_Work item_. Among the entries below, one line contains "PR #77, opened 2018-11-20" and another contains "This fixes a compile issue, which can be". Transcribe those two lines and every line between them, exactly.

_Given records_.
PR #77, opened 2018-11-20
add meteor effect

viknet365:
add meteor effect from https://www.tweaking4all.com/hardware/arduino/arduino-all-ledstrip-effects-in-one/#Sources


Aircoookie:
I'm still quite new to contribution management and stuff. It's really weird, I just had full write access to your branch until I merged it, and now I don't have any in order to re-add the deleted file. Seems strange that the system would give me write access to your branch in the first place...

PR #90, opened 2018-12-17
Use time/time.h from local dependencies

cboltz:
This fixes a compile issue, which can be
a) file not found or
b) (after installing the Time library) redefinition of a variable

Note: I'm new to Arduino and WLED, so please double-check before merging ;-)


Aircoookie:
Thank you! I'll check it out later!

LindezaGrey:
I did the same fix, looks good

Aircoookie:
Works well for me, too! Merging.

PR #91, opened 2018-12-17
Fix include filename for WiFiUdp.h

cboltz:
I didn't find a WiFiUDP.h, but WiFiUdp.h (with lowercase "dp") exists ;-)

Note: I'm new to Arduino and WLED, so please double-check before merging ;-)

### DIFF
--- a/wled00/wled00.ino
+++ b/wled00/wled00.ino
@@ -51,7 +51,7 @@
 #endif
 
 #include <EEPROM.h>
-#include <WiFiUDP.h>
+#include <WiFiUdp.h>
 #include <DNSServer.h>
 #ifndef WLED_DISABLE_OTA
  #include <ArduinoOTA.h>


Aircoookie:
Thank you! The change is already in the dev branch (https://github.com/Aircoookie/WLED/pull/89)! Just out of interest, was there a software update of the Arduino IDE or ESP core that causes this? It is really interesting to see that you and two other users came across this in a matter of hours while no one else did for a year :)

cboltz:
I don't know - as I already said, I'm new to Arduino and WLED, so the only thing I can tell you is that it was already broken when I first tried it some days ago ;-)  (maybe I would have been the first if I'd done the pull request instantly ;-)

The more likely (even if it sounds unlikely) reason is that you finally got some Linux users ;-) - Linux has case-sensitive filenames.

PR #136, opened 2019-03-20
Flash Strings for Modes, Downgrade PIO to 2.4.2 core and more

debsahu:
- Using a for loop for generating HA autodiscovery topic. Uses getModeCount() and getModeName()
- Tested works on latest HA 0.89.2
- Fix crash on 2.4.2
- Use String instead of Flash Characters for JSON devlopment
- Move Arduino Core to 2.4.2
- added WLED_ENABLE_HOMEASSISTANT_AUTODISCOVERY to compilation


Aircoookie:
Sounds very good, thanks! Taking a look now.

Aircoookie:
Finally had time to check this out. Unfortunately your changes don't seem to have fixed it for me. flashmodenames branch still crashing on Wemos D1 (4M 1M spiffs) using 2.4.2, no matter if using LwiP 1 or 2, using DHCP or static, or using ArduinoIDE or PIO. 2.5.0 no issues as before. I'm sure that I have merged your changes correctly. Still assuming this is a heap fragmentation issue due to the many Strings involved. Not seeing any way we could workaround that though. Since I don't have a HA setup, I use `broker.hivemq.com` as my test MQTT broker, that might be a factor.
* * *
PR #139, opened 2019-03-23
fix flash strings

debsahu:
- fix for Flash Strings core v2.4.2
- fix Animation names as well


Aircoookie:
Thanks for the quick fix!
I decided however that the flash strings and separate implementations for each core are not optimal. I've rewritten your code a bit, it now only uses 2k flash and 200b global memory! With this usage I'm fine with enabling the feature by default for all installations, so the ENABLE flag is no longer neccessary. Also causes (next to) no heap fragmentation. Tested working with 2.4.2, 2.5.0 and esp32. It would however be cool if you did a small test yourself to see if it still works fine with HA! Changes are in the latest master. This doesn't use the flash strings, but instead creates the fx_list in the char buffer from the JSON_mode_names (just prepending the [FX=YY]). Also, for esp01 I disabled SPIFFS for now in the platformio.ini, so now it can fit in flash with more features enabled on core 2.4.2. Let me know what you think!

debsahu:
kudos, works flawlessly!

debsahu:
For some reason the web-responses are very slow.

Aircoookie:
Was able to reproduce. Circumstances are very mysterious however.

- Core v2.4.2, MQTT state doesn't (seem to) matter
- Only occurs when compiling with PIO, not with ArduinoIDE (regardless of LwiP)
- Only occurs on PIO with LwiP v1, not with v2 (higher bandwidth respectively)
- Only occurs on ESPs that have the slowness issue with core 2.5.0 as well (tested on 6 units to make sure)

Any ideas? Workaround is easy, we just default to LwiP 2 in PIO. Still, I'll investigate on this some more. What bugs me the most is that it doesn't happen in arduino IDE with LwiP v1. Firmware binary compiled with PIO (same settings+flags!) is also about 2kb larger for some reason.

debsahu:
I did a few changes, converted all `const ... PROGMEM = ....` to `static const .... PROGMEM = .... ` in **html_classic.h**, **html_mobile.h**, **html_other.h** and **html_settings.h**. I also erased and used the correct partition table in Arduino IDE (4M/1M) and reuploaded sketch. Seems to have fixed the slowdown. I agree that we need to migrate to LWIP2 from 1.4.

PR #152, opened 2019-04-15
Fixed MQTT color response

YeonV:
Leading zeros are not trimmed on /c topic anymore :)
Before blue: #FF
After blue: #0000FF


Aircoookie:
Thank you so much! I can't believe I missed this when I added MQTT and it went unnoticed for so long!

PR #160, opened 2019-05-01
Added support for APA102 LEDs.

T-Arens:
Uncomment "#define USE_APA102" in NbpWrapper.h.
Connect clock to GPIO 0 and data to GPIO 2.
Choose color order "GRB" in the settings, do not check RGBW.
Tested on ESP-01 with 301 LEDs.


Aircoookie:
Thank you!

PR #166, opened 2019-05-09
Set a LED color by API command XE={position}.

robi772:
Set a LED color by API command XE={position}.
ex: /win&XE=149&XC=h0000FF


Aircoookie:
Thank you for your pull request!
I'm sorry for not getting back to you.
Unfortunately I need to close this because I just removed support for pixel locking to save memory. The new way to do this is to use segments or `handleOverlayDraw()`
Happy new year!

_Response area_.
PR #77, opened 2018-11-20
add meteor effect

viknet365:
add meteor effect from https://www.tweaking4all.com/hardware/arduino/arduino-all-ledstrip-effects-in-one/#Sources


Aircoookie:
I'm still quite new to contribution management and stuff. It's really weird, I just had full write access to your branch until I merged it, and now I don't have any in order to re-add the deleted file. Seems strange that the system would give me write access to your branch in the first place...

PR #90, opened 2018-12-17
Use time/time.h from local dependencies

cboltz:
This fixes a compile issue, which can be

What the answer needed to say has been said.